After that an Irishman hands the octopus a guitar and the octopus plays a solo Jimi Hendrix would be envious of.

A Scottsman hands the octopus some bagpipes. With a puzzled look on his face the octopus takes the bagpipes and turns them round in his tentacles a few times. Eventually the Scottsmas asks "Well? Arent yeh goin' ta play it?", "Play it?" the octopus replies, "I'm gonna shag it as soon as I figure out how to get these pajamas off".
The Massassi-Map
There is no spoon.
2007-07-07, 5:12 AM #35
Originally posted by Veger:
How many Canadians does it take to screw in a lightbulb?

Answer does not exist, because the Canadians don't have a numerical system to count with.

...

Because they're Canadian.

Yes, I made it up.


i dont get it. are you one of the guys in the lynch mob or what
2007-07-07, 8:28 AM #36
how many canadians does it take to screw in a light bulb?

where's canada?
eat right, exercise, die anyway
2007-07-07, 9:00 AM #37
Clean up, aisle 6!
"Harriet, sweet Harriet - hard-hearted harbinger of haggis."
2007-07-07, 9:04 AM #38
Originally posted by fishstickz:
Bioshock


BIOSHOCK.
2007-07-07, 9:51 AM #39
How many snowboarders does it take to screw in a lightbulb?

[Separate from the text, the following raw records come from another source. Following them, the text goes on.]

PR #1624, opened 2023-09-19
test: port to jest

fippo:
to simplify the testing stack.
Also remove unused babelrc

### DIFF
--- a/.babelrc
+++ b/.babelrc
@@ -1,8 +1,0 @@
-{
-  "presets": [
-    "env"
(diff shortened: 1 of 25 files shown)


fippo:
Slightly concerned that jest doesn't support --retries (yet) but limiting concurrency might get rid of the datachannel flakes we see sometimes.

alvestrand (approved):
Anything that makes more people understand how to do tests is good.
I hope.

Six; One to screw it in, one to hold the camera, and four to go "OOOOOOOH!"


How many skiers does it take to screw it into a lightbulb?

Six; One to screw it in and five to say "Nice turns, nice turns".
Ban Jin!
Nobody really needs work when you have awesome. - xhuxus
2007-07-07, 11:13 AM #40
Dude, it's "African American", not black man! Do you want the ACLU to start filing lawsuits against us? :tinfoil:
The cake is a lie... THE CAKE IS A LIE!!!!!